WHAT YOU SHOULD DO: In the records below, find each line with the word "opened" and copy it.

RECORDS FOR THE TASK:
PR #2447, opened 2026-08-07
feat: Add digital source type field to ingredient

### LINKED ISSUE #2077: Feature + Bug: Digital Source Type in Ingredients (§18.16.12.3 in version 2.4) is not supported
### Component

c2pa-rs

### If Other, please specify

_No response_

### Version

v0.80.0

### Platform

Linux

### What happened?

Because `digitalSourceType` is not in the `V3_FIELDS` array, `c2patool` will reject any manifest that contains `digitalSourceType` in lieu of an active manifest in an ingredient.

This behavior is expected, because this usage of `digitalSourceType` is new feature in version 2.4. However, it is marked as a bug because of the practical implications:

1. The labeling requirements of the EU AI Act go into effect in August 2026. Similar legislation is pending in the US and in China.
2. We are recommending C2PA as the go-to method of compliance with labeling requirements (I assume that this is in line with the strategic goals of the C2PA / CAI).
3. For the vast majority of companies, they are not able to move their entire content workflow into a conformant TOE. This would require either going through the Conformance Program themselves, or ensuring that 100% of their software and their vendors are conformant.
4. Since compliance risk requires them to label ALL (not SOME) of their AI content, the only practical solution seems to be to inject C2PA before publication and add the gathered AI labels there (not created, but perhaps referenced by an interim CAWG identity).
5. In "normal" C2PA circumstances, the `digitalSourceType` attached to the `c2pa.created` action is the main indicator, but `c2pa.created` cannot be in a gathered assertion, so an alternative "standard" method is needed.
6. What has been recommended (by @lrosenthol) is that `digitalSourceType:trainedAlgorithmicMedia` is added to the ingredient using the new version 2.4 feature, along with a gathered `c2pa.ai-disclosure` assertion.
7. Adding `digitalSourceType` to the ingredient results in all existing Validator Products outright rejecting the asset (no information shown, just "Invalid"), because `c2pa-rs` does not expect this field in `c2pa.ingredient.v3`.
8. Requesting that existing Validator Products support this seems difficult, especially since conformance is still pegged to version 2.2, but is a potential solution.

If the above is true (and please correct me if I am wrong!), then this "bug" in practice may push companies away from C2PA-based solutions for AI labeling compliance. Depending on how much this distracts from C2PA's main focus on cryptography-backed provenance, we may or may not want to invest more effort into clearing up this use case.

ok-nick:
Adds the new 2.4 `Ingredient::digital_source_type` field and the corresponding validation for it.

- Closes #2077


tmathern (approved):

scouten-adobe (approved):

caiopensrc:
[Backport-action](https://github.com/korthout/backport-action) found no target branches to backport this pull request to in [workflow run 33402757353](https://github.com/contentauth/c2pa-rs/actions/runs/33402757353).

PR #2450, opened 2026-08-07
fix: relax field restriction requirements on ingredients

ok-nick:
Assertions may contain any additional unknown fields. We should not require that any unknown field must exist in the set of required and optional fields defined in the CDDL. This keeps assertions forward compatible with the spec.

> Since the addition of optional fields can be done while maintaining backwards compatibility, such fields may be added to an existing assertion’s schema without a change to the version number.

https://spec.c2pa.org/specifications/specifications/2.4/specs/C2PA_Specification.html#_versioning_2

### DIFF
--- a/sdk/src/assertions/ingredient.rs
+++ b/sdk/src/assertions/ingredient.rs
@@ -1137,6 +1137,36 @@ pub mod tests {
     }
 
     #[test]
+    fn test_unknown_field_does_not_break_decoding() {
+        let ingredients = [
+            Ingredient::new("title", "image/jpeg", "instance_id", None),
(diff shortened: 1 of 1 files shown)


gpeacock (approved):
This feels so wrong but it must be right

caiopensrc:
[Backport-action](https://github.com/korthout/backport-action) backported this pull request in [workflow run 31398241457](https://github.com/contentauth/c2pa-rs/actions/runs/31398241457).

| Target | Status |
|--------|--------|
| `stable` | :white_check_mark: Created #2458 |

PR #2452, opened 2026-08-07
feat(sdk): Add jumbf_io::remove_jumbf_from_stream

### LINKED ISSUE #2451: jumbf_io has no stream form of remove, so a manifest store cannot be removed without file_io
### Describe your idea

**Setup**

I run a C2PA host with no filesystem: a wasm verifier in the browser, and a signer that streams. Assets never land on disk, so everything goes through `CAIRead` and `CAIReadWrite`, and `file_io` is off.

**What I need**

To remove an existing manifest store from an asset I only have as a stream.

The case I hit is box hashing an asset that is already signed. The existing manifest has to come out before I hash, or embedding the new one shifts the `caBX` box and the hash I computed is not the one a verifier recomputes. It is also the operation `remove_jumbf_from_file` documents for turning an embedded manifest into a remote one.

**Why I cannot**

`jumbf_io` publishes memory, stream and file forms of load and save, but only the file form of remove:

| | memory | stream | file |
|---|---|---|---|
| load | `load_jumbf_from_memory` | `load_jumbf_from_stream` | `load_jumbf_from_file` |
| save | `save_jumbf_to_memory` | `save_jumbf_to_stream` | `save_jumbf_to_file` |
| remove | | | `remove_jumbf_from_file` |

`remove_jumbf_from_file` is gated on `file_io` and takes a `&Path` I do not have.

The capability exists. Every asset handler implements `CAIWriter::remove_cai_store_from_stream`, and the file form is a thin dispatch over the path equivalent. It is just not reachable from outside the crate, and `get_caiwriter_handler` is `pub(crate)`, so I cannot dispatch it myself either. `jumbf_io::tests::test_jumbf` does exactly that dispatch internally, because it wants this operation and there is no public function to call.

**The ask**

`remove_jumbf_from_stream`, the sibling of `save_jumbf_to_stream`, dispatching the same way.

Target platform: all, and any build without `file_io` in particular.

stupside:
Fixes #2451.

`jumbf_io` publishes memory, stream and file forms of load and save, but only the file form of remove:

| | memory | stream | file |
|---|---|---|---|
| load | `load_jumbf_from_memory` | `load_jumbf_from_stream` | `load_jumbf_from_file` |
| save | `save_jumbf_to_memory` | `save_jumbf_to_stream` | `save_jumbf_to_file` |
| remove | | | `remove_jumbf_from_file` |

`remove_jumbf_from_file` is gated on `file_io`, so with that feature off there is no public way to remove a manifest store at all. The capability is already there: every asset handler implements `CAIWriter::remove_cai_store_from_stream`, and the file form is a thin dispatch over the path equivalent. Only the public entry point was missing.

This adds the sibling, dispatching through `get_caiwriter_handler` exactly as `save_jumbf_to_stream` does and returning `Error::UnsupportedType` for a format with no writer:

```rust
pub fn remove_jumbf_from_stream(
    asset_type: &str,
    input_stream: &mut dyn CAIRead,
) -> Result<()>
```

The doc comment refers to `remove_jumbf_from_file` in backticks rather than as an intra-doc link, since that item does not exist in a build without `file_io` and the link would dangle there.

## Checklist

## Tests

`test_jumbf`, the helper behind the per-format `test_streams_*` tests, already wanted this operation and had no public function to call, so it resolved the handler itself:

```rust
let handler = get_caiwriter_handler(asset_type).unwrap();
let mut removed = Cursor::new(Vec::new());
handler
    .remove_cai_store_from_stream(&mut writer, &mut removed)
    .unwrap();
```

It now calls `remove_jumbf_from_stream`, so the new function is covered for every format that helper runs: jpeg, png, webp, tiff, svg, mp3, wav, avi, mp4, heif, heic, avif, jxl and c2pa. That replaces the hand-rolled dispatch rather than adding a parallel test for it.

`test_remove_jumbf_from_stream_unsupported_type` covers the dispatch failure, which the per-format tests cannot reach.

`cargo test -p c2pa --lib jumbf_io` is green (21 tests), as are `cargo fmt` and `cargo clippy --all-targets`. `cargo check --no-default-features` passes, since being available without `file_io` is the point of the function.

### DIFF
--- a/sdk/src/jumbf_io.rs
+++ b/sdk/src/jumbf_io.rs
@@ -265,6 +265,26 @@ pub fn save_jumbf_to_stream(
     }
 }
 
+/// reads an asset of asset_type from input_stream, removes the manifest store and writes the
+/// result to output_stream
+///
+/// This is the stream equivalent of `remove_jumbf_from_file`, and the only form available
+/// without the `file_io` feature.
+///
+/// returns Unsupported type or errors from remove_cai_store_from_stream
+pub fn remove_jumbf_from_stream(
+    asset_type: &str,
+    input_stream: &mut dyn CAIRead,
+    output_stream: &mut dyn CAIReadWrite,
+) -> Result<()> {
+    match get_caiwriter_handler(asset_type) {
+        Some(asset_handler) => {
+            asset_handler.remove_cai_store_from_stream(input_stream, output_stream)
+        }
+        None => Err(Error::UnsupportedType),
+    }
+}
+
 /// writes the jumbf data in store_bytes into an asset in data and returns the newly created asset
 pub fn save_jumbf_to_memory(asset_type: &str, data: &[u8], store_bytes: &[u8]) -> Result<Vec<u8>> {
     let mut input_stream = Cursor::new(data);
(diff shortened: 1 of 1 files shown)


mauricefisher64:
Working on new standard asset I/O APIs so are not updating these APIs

WORKED SOLUTION:
PR #2447, opened 2026-08-07
PR #2450, opened 2026-08-07
PR #2452, opened 2026-08-07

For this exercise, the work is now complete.